Classwork 7: I am Thinking of a Number
Objectives
To practice writing a program that uses if statements and a while loop.
The Assignment
Write a program to play the game "I'm thinking of a number." The program will play the role of the person who has the "secret" number. Your program should prompt the user to guess a number. If user's guess is incorrect, your program should say whether the guess is too high or too low. A sample run of your program might look like the following (with the user response in orange):
PT[321]% gcc -Wall thinking.c PT[322]% ./a.out I'm thinking of a number between 1 and 100. Guess my number. Your guess? 13 Too low! Your guess? 20 Too low! Your guess? 35 Too low! Your guess? 99 Too high! Your guess? 74 Too high! Your guess? 45 Too low! Your guess? 84 Too high! Your guess? 60 Too low! Your guess? 70 Too high! Your guess? 65 Too high! Your guess? 63 Too low! Your guess? 64 You got it! PT[323]%
Notes
You must use a while loop in your program which terminates when the user guesses the correct number.

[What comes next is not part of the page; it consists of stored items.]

PR #1487, opened 2024-07-07
Fix memory leak in PointerVector pushBack

### LINKED ISSUE #1465: Potential memory leak in PointerVector pushBack, if internal vector reallocation fails.
In large parts of the code base, `PoiterVector::pushBack()` is being used as `pVector.pushBack(new T(...));`. With the current `pushBack` implementation, if the internal call to `m_vector.push_back()` requires a reallocation and fails, the pointed element is leaked in those cases. 

Opening an issue instead of directly addressing it in a PR, because there are a couple possible ways to address it:
- Assume ownership is transferred at the `pushBack` call and clean up the element on error.
- Provide a flag `cleanupOnError` to let the call site determine if the vector should handle the cleanup or the call site.
- Assume the call site will handle cleanup of the pointed element on exception and don't do anything in the vector itself.

Dimi1010:
Fixes #1465

- Added a new flag to raw pointe push_back that automatically frees the element if the `pushBack` operation fails.
- Added a new overload disallowing direct pushing of `nullptr_t` into the vector.


Common++/header/PointerVector.h
```diff
@@ -121,19 +122,36 @@ namespace pcpp
 			m_Vector.clear();
 		}
 
+		/**
+		 * Adding a nullptr to the vector is not allowed.
+		 */
+		void pushBack(std::nullptr_t element, bool freeElementOnError = false) = delete;
```
tigercosmos, line 128: it's pretty design.

Common++/header/PointerVector.h
```diff
@@ -121,19 +122,36 @@ namespace pcpp
...
+
 		/**
 		 * Add a new (pointer to an) element to the vector
 		 * @param[in] element A pointer to an element to assume ownership of.
+		 * @param[in] freeElementOnError If set to true, the element is freed if an exception is thrown during the push.
 		 * @throws std::invalid_argument The provided pointer is a nullptr.
 		 */
-		void pushBack(T* element)
+		void pushBack(T* element, bool freeElementOnError = false)
```
tigercosmos, line 136: I wonder if setting `freeElementOnError` default as `true` makes sense? Seems that most of the time we set it as `true`.

Dimi1010: Maybe, @seladb wanted it set to false [here](https://github.com/seladb/PcapPlusPlus/issues/1465#issuecomment-2211723443) tho

tigercosmos: I see, @seladb do you consider let it to be true?

seladb: I thought about it more and changed my mind: https://github.com/seladb/PcapPlusPlus/issues/1465#issuecomment-2252113356

tigercosmos: Cool, it makes sense to me as well.

seladb (approved):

Use #define to define a constant secret that holds the number your program is "thinking" of. (See for example math.c which used #define to define a constant PI.) That way, if you change the secret number, you only have to change it in one place.

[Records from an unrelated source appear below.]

PR #1456, opened 2024-06-21
 apply clang-format to `Tests`

tigercosmos:
part of https://github.com/seladb/PcapPlusPlus/issues/1248

PR #1370, opened 2024-04-20
cmake: add reproducible build option

clementperon:
In order to validate that the clang-format doesn't mess our code we could check if the build is reproductible or not.
https://github.com/seladb/PcapPlusPlus/pull/1257

This has been tested with MacOS / Clang.
LibPacket++.a is properly rebuilt from scratch and shasum are equal.

Needs more test under Linux and Windows

PR #1488, opened 2024-07-07
Consolidate shared DeviceList functionality under a common base class.

Dimi1010:
## Summary
This is a rework of #1431, parts 1 and 2.

The list classes now provide direct functions for iteration and fetching devices. The previous approach of retrieving another 'List' from a 'List' class was redundant and tied the internal implementation to it, making future changes more difficult.

### Changes:
- **PointerVector<T>**:
  - Introduced a deleter extension point by changing it to `PointerVector<T, Deleter>`.

- **DeviceListBase<DeviceType>**:
  - Added a new base class `DeviceListBase<DeviceType>` to implement common functionality shared among device lists.
  - Common functionality includes:
    - A protected `PointerVector<DeviceType>` member variable.
    - Element accessor methods: `at()`, `front()`, `back()`.
    - Iterator accessor methods: `begin()`, `end()`, `cbegin()`, `cend()`.
    - Capacity accessors: `size()`, `empty()`.

- **Refactoring**:
  - Refactored all device list classes to inherit from `DeviceListBase`.
  - Removed the iterator API implementation from `RemoteDeviceList`, which is now superseded by the inherited iterator API from `DeviceListBase`.
  - Deprecated the `getPcap*DevicesList` methods, which have been superseded by the direct accessor methods provided by `DeviceListBase`.

### Affected Lists:
- `PcapLiveDeviceList`
- `PfRingDeviceList`
- `DpdkDeviceList`

- **Deprecated Methods**:
  - Updated all usages of deprecated methods in the library to use the new, non-deprecated methods.


Pcap++/src/PcapRemoteDeviceList.cpp
```diff
@@ -83,9 +84,9 @@ PcapRemoteDeviceList* PcapRemoteDeviceList::getRemoteDeviceList(const IPAddress&
 
 	for (pcap_if_t* currInterface = interfaceList.get(); currInterface != nullptr; currInterface = currInterface->next)
 	{
-		PcapRemoteDevice* pNewRemoteDevice = new PcapRemoteDevice(currInterface, resultList->m_RemoteAuthentication,
-				resultList->getRemoteMachineIpAddress(), resultList->getRemoteMachinePort());
-		resultList->m_RemoteDeviceList.push_back(pNewRemoteDevice);
+		std::unique_ptr<PcapRemoteDevice> pNewRemoteDevice = std::unique_ptr<PcapRemoteDevice>(
```
tigercosmos, line 87: use `auto` to shorten the line.

Pcap++/src/PcapRemoteDeviceList.cpp
```diff
@@ -83,9 +84,9 @@ PcapRemoteDeviceList* PcapRemoteDeviceList::getRemoteDeviceList(const IPAddress&
...
+			new PcapRemoteDevice(currInterface, resultList->m_RemoteAuthentication, resultList->getRemoteMachineIpAddress(), resultList->getRemoteMachinePort()));
```
tigercosmos, line 88: a little too long, please consider splitting it.

Pcap++/src/PcapRemoteDeviceList.cpp
Dimi1010: Fixed b479b08

Pcap++/src/PcapRemoteDeviceList.cpp
Dimi1010: Fixed b479b08. Should be better now.

Pcap++/src/PcapRemoteDeviceList.cpp
```diff
@@ -84,8 +84,9 @@ PcapRemoteDeviceList* PcapRemoteDeviceList::getRemoteDeviceList(const IPAddress&
 
 	for (pcap_if_t* currInterface = interfaceList.get(); currInterface != nullptr; currInterface = currInterface->next)
 	{
-		std::unique_ptr<PcapRemoteDevice> pNewRemoteDevice = std::unique_ptr<PcapRemoteDevice>(
-			new PcapRemoteDevice(currInterface, resultList->m_RemoteAuthentication, resultList->getRemoteMachineIpAddress(), resultList->getRemoteMachinePort()));
+		auto pNewRemoteDevice = std::unique_ptr<PcapRemoteDevice>(
```
tigercosmos, line 87: I understand why you put the `new PcapRemoteDevice` inside `std::uique_ptr`, but I think it's safe to do the following here, which should be easier to read(?)
```
auto newRemoteDevice = new PcapRemoteDevice(currInterface, resultList->m_RemoteAuthentication, resultList->getRemoteMachineIpAddress(), resultList->getRemoteMachinePort()));
std::unique_ptr<PcapRemoteDevice> pNewRemoteDevic(newRemoteDevice);
```
maybe the first line can be split by the arguments as well.

Dimi1010: Hmm, It is possible but I kinda dislike doubling up on the pointer variables.

I suppose we can do this, if it is more clear?:
```
auto pNewRemoteDevice = std::unique_ptr<PcapRemoteDevice>(
	new PcapRemoteDevice(
		currInterface,
		resultList->m_RemoteAuthentication, 
		resultList->getRemoteMachineIpAddress(), 
		resultList->getRemoteMachinePort()
	)
);
```
But it is just going to get squashed to this:
```
auto pNewRemoteDevice = std::unique_ptr<PcapRemoteDevice>(
    new PcapRemoteDevice(currInterface, resultList->m_RemoteAuthentication,
                         resultList->getRemoteMachineIpAddress(), resultList->getRemoteMachinePort()));
```
when the formatting comes to it.

tigercosmos: I think it's clearer. don't hesitate to use `// clang-format off` if the formatted is no good.

Dimi1010: Fixed the formatting in 6a4c330

Dimi1010:
@tigercosmos added `PfRingDeviceList` to the refactor last minute. Sry for the re-review request.

tigercosmos (approved):

seladb:
@Dimi1010 CI fails for some reason in generating the codecov report, and idea why? 🤔

clementperon:
> Owner
> ###

I have the same issue in my MR 
https://github.com/seladb/PcapPlusPlus/pull/1370

I didn't touch to the code at all

seladb:
@clementperon `gcovr` complains it finds the same method `pcpp::PcapLiveDeviceList::getInstance()` in multiple lines: 51 ,63. 
Apparently line 51 is the location of the method before the change, and line 63 is the location after the change:
image

gcovr also complains about a new file version when it compares the file to the file in `.ccache`. Maybe the issue is related to ccache we just added?

```
Stderr of gcov was >>/__w/PcapPlusPlus/PcapPlusPlus/Examples/IcmpFileTransfer/Common.cpp:source file is newer than notes file '__w/PcapPlusPlus/PcapPlusPlus/.ccache/d/d/fac836f17d373ef9882523799d4b3d-1445515.gcno'
(the message is displayed only once per source file)
/__w/PcapPlusPlus/PcapPlusPlus/Packet++/header/Packet.h:source file is newer than notes file '__w/PcapPlusPlus/PcapPlusPlus/.ccache/d/d/fac836f17d373ef9882523799d4b3d-1445515.gcno'
/__w/PcapPlusPlus/PcapPlusPlus/Packet++/header/IcmpLayer.h:source file is newer than notes file '__w/PcapPlusPlus/PcapPlusPlus/.ccache/d/d/fac836f17d373ef9882523799d4b3d-1445515.gcno'
/__w/PcapPlusPlus/PcapPlusPlus/Packet++/header/IPv4Layer.h:source file is newer than notes file '__w/PcapPlusPlus/PcapPlusPlus/.ccache/d/d/fac836f17d373ef9882523799d4b3d-1445515.gcno'
/__w/PcapPlusPlus/PcapPlusPlus/Packet++/header/TLVData.h:source file is newer than notes file '__w/PcapPlusPlus/PcapPlusPlus/.ccache/d/d/fac836f17d373ef9882523799d4b3d-1445515.gcno'
/__w/PcapPlusPlus/PcapPlusPlus/Packet++/header/IPLayer.h:source file is newer than notes file '__w/PcapPlusPlus/PcapPlusPlus/.ccache/d/d/fac836f17d373ef9882523799d4b3d-1445515.gcno'
/__w/PcapPlusPlus/PcapPlusPlus/Packet++/header/EthLayer.h:source file is newer than notes file '__w/PcapPlusPlus/PcapPlusPlus/.ccache/d/d/fac836f17d373ef9882523799d4b3d-1445515.gcno'
/__w/PcapPlusPlus/PcapPlusPlus/Common++/header/PcapPlusPlusVersion.h:source file is newer than notes file '__w/PcapPlusPlus/PcapPlusPlus/.ccache/d/d/fac836f17d373ef9882523799d4b3d-1445515.gcno'
/__w/PcapPlusPlus/PcapPlusPlus/Pcap++/header/PcapLiveDeviceList.h:source file is newer than notes file '__w/PcapPlusPlus/PcapPlusPlus/.ccache/d/d/fac836f17d373ef9882523799d4b3d-1445515.gcno'
__w/PcapPlusPlus/PcapPlusPlus/.ccache/d/d/fac836f17d373ef9882523799d4b3d-1445515.gcda:cannot open data file, assuming not executed
<< End of stderr
Exception was >>Got function pcpp::PcapLiveDeviceList::getInstance() on multiple lines: 51, 63.
	You can run gcovr with --merge-mode-functions=MERGE_MODE.
	The available values for MERGE_MODE are described in the documentation.<< End of stderr
```

Dimi1010:
@seladb @clementperon It probably has something to do with `ccache`. Look at #1487. Commit [b13d203](https://github.com/seladb/PcapPlusPlus/pull/1487/commits/b13d203977b4705a10425d8fd6e16595c9151387) passes all checks and then after merge, commit [e418d41](https://github.com/seladb/PcapPlusPlus/pull/1487/commits/e418d41f35cdf80a120f740700e7cec53ed21383) suddenly fails its report with a similar issue. The only notable things merged to the dev branch between the 2 commits are #1476, #1492 and #1495.

egecetin:
@seladb @clementperon @Dimi1010 Maybe remove all codecov generated files in source tree with grep/wildcard from extension just before saving ccache?

seladb:
> @seladb @clementperon @Dimi1010 Maybe remove all codecov generated files in source tree with grep/wildcard from extension just before saving ccache?

@egecetin I reverted the codecov upgrade, please see my message on Slack. I'm not sure it'll fix this issue, but it'll probably fix the CI failure in this PR: https://github.com/seladb/PcapPlusPlus/pull/1456

Pcap++/header/PcapLiveDeviceList.h
```diff
@@ -56,7 +68,9 @@ namespace pcpp
 
 		/**
 		 * @return A vector containing pointers to all live devices currently installed on the machine
+		 * @deprecated This method has been deprecated in favor of begin/end iteration API.
 		 */
+		PCPP_DEPRECATED("Deprecated in favor of begin/end iteration API")
 		const std::vector<PcapLiveDevice*>& getPcapLiveDevicesList() const { return m_LiveDeviceListView; };
```
seladb, line 74: There are things you can do with a vector that you can't do with an iterator, such as getting the element at index X, for example: `PcapLiveDeviceList::getInstance().getPcapLiveDevicesList()[1]`, or get the first or last element. 

Of course we can implement all of those as part of `PcapLiveDeviceList`, but isn't it easier to just expose the vector? 🤔 

And if we expose the vector it's probably a bit confusing to also expose an iterator over the `PcapLiveDeviceList` class itself

Dimi1010: The argument about indexing is true, tho I don't really agree that exposing the vector is theright choice. It might be easier to do, but it will cause more headaches in the long run. 

One of which we already encountered when refactoring the pointer management to be automatic w.r.t the current class. That issue being the nessesity to have a vector alive (the "view" class) to return a reference to. This is the primary reason I have for this deprecation.

Also while I already mentioned it, conceptually, it does not look right to me to have a class named 'List' have to be queried for another container. If it was called 'Manager' or something like that, then fine, I guess. IMO 'List' implies a container and at the moment, what we have does not behave like a container.

seladb: > The argument about indexing is true, tho I don't really agree that exposing the vector is the right choice. It might be easier to do, but it will cause more headaches in the long run.

Which headaches do you think it'll cause in the long run?



> One of which we already encountered when refactoring the pointer management to be automatic w.r.t the current class. That issue being the nessesity to have a vector alive (the "view" class) to return a reference to. This is the primary reason I have for this deprecation.

I agree that keeping the view isn't amazing, but it's good enough I think, so we can return the vector to the user if needed



> Also while I already mentioned it, conceptually, it does not look right to me to have a class named 'List' have to be queried for another container. If it was called 'Manager' or something like that, then fine, I guess. IMO 'List' implies a container and at the moment, what we have does not behave like a container.

I agree the name for this class could be improved, maybe "Manager" or "Container" would be better. But since those classes exist for a very long time changing them would be a pain

Dimi1010: > Which headaches do you think it'll cause in the long run?

Well, primarily the one that it binds the internal implementation to the external API, which makes potential changes to the implementation difficult, which we already encountered. I especially don't like it in these classes as they are one of the main blocks of the library and the API should be relatively stable.

> I agree that keeping the view isn't amazing, but it's good enough I think, so we can return the vector to the user if needed

Eh, I guess, I mostly added it as a temporary band-aid while I run though the deprecations... which I guess I should have known better how all temporary solutions and up...

One thing I kinda want is to unify the iteration and access API for all the different lists. At the moment it is kinda all over the place. `LiveDevice`, `PfRing` and `Dpdk` all expose a reference to vector, `RemoteDevice` exposes iterators and `Kni` exposes nothing. One of my ideas is to have a base templated 'List' container which implements all the accessors and then all the lists inherit from that.

> I agree the name for this class could be improved, maybe "Manager" or "Container" would be better. But since those classes exist for a very long time changing them would be a pain.

Eh, `List` is fine as a name, it is just that it would be better if it behaved like a proper container since it is already named like one.

seladb: Assuming we go with your suggestion, we probably need to implement most of the vector getters like: count, first, last, getByIndex, iterator, etc. right?

Dimi1010: I think these ones would be sufficient:
- at / operator[]
- front / back
- (c)begin/(c)end
- maybe r(c)begin/r(c)end
- empty/size

These are the main ones that would most likely be used.

seladb: It's a bit weird, because all of these method will call `m_LiveDeviceList` with the same method, it'll look like:
```cpp
methodX()
{
    return m_LiveDeviceList.methodX();
}
```

The only thing we gain from not exposing the vector is:
- We make `PcapLiveDeviceList` the container
- We make it read-only, so no one can modify it

seladb: > n alternative could be to just return the result of `getAll*Devices()` by value instead of reference. That would also fix the issue of the internal implementation being bound to the API. At the expense of the list being generated every time it is called and not being updated after that (due to `reset()`, etc calls). Although I am hesitant to change a reference return to a value return directly as it might affect existing code.

If you think that's better then I'm ok with it. It will change the existing interface, but do you see any potential usage of this method that might break? 🤔

Dimi1010: > > n alternative could be to just return the result of `getAll*Devices()` by value instead of reference. That would also fix the issue of the internal implementation being bound to the API. At the expense of the list being generated every time it is called and not being updated after that (due to `reset()`, etc calls). Although I am hesitant to change a reference return to a value return directly as it might affect existing code.
> 
> If you think that's better then I'm ok with it. It will change the existing interface, but do you see any potential usage of this method that might break? 🤔

Well, I kinda threw it there as a potential alternative. Tho looking into it, the change from a reference to a value return looks like a minefield. 

See this code for example.
```
struct Object
{
	std::vector<int> const& getValueByRef() { return m_value; }
	std::vector<int> const getValue() { return m_value; }
	
	std::vector<int> m_value;
};

int main()
{ 
	Object obj;
        
        // This a fine and possibly common usage of the current implementation.
	std::vector<int> const& valueRef = obj.getValueByRef();
        // This is what the code might look like after a direct change.
        // It returns a temporary which's address is assigned to the reference, which compiles but is UB.
        // How long does the temporary live? Nobody knows, so the reference can become dead at any moment.
	std::vector<int> const& valueRef2 = obj.getValue(); 
	return 0;
}
```

So yeah... the return by value would require its own separate function to not break a lot of stuff. :/

On the other hand... tried to do the original idea of having public access methods similar to vector and I think it went pretty well, especially with the base class.

Pcap++/src/DpdkDeviceList.cpp
```diff
@@ -192,11 +183,15 @@ bool DpdkDeviceList::initDpdkDevices(uint32_t mBufPoolSizePerDevice, uint16_t mB
...
-		DpdkDevice* newDevice = new DpdkDevice(i, mBufPoolSizePerDevice, mBufDataSize);
+		auto newDevice = std::unique_ptr<DpdkDevice>(new DpdkDevice(i, mBufPoolSizePerDevice, mBufDataSize));
 		PCPP_LOG_DEBUG("DpdkDevice #" << i << ": Name='" << newDevice->getDeviceName() << "', PCI-slot='" << newDevice->getPciAddress() << "', PMD='" << newDevice->getPMDName() << "', MAC Addr='" << newDevice->getMacAddress() << "'");
-		m_DpdkDeviceList.push_back(newDevice);
+		m_DeviceList.pushBack(std::move(newDevice));
 	}
 
+	// Full update of all elements of the view vector to synchronize them with the main vector.
+	m_DpdkDeviceListView.resize(m_DeviceList.size());
+	std::copy(m_DeviceList.begin(), m_DeviceList.end(), m_DpdkDeviceListView.begin());
```
tigercosmos, line 193: This can be simplified to `m_DpdkDeviceListView = m_DeviceList`, and usually this is slightly faster.

Pcap++/src/DpdkDeviceList.cpp
```diff
@@ -206,15 +201,15 @@ DpdkDevice* DpdkDeviceList::getDeviceByPort(int portId) const
 	if (!isInitialized())
 	{
 		PCPP_LOG_ERROR("DpdkDeviceList not initialized");
-		return NULL;
+		return nullptr;
 	}
 
-	if ((uint32_t)portId >= m_DpdkDeviceList.size())
+	if (static_cast<uint32_t>(portId) >= m_DeviceList.size())
```
tigercosmos, line 207: isn't `size()` `size_t`?

Pcap++/src/KniDeviceList.cpp
```diff
@@ -86,71 +83,65 @@ KniDevice* KniDeviceList::createDevice(
 )
 {
 	if (!isInitialized())
-		return NULL;
+		return nullptr;
```
tigercosmos, line 85: Better to add curly braces for it.

Pcap++/src/DpdkDeviceList.cpp
```diff
@@ -192,11 +183,15 @@ bool DpdkDeviceList::initDpdkDevices(uint32_t mBufPoolSizePerDevice, uint16_t mB
 	// Initialize a DpdkDevice per port
 	for (int i = 0; i < numOfPorts; i++)
 	{
-		DpdkDevice* newDevice = new DpdkDevice(i, mBufPoolSizePerDevice, mBufDataSize);
+		auto newDevice = std::unique_ptr<DpdkDevice>(new DpdkDevice(i, mBufPoolSizePerDevice, mBufDataSize));
 		PCPP_LOG_DEBUG("DpdkDevice #" << i << ": Name='" << newDevice->getDeviceName() << "', PCI-slot='" << newDevice->getPciAddress() << "', PMD='" << newDevice->getPMDName() << "', MAC Addr='" << newDevice->getMacAddress() << "'");
-		m_DpdkDeviceList.push_back(newDevice);
+		m_DeviceList.pushBack(std::move(newDevice));
```
tigercosmos, line 188: Is `std::move` needed? If so, KniDeviceList.cpp:105 also needs it.

Dimi1010: Move is needed here because `newDevice` is a `unique ptr`. In KniDevice, I explicitly left it as a raw ptr, because the private delete on KniDevice was causing issues with the unique_ptr and it needed to be returned as a result afterwards.

tigercosmos: sure.

Pcap++/src/DpdkDeviceList.cpp
Dimi1010: I'm pretty sure that is not gonna work. `m_DeviceList` is a `PointerVector<T>` while `m_DpdkDeviceListView` is `std::vector<T>`.

I tested it with this code snippet:
```
pcpp::PointerVector<int> pVec;
std::vector<int*> vec;

pVec.pushBack(new int(1));
pVec.pushBack(new int(2));
pVec.pushBack(new int(3));

vec = pVec;
```

And it gives a no matching operator '=' compile time error.

Pcap++/src/KniDeviceList.cpp
Dimi1010: Fixed 2ae51d2

Pcap++/src/DpdkDeviceList.cpp
Dimi1010: Fixed 2ae51d2

Pcap++/src/DpdkDeviceList.cpp
tigercosmos: Ops, I didn't notice that the types are different. Sorry for the confusing.

Pcap++/header/PcapLiveDeviceList.h
```diff
@@ -21,10 +23,9 @@ namespace pcpp
 	 * devices are initialized on startup and wrap the network interfaces installed on the machine. This class enables access to them through
 	 * their IP addresses or get a vector of all of them so the user can search them in some other way
 	 */
-	class PcapLiveDeviceList
+	class PcapLiveDeviceList : public internal::DeviceListBase<PcapLiveDevice>
```
seladb, line 26: If we make this class a container, maybe we also want to rename the other methods like:
- `getPcapLiveDeviceByIp` -> `getByIp`
- `getPcapLiveDeviceByName` -> `getByName`
- `getPcapLiveDeviceByIpOrName` -> `getByIpOrName`

We can deprecate the old names and later remove them.

Also, `getDnsServers()` doesn't seems to really belong here, but I don't know what to do with it...

Pcap++/header/PfRingDeviceList.h
```diff
@@ -46,7 +48,9 @@ namespace pcpp
 		/**
 		 * Return a list of all available PF_RING devices
 		 * @return a list of all available PF_RING devices
+		 * @deprecated This method has been deprecated in favor of direct accessor API.
 		 */
+		PCPP_DEPRECATED("Deprecated in favor of direct accessor API")
 		const std::vector<PfRingDevice*>& getPfRingDevicesList() const { return m_PfRingDeviceListView; }
```
seladb, line 54: You missed updating it in the tests: https://github.com/Dimi1010/PcapPlusPlus/blob/2ae51d24cc81103afa70d28995011cfe965d829e/Tests/Pcap%2B%2BTest/Tests/PfRingTests.cpp#L203

Pcap++/src/DpdkDeviceList.cpp
seladb: Why should this be a `unique_ptr` and not a raw pointer? 🤔

Pcap++/header/DpdkDeviceList.h
seladb, line 1: did you have a chance to test it? Our tests don't cover DPDK unfortunately, mostly because DPDK is not easy to test in CI...

Pcap++/header/PcapRemoteDeviceList.h
```diff
@@ -26,37 +27,36 @@ namespace pcpp
...
 		 * Iterator object that can be used for iterating all PcapRemoteDevice in list
 		 */
-		using RemoteDeviceListIterator = typename std::vector<PcapRemoteDevice*>::iterator;
+		using RemoteDeviceListIterator = iterator;
 
 		/**
 		 * Const iterator object that can be used for iterating all PcapRemoteDevice in a constant list
 		 */
-		using ConstRemoteDeviceListIterator = typename std::vector<PcapRemoteDevice*>::const_iterator;
+		using ConstRemoteDeviceListIterator = const_iterator;
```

Name your program thinking.c. Use the script command to record yourself compiling the program using and testing your program in several sample runs. (Remember to exit from script when you are done. Also, do not run nano when you are in script.) Finally, submit your program and sample runs using:
submit cs104_chang cw07 thinking.c submit cs104_chang cw07 typescript
Embellishments (optional)
Include any number of the following embellishments, if you have time:- Warn the user if he enters a number less than 1 or a number greater than 100.
- Instead of picking the same secret number each time,
use a pseudo-random generator function. To do so, you
must include the following header files:
#include <stdlib.h> #include <time.h>
The first statement in your main function should set the random seed, as follows:
srandom(time(0)) ;
The time function returns the number of seconds since 00:00:00 UTC, January 1, 1970. So, each run of the program (started more than 1 second apart) will set then random seed to a different value.
Now each call to the function random() will return a "pseudo-random" number as an int value. To convert this into a number that is within the range of allowed numbers, use the % mod operator:
n = random() % 100 + 1 ;
Then no matter what random returns, the variable n is assigned a number between 1 and 100.
- Ask the user for the range of numbers from which to choose the secret number (instead of always choosing a number between 1 and 100). This will affect how you implement the other embellishments.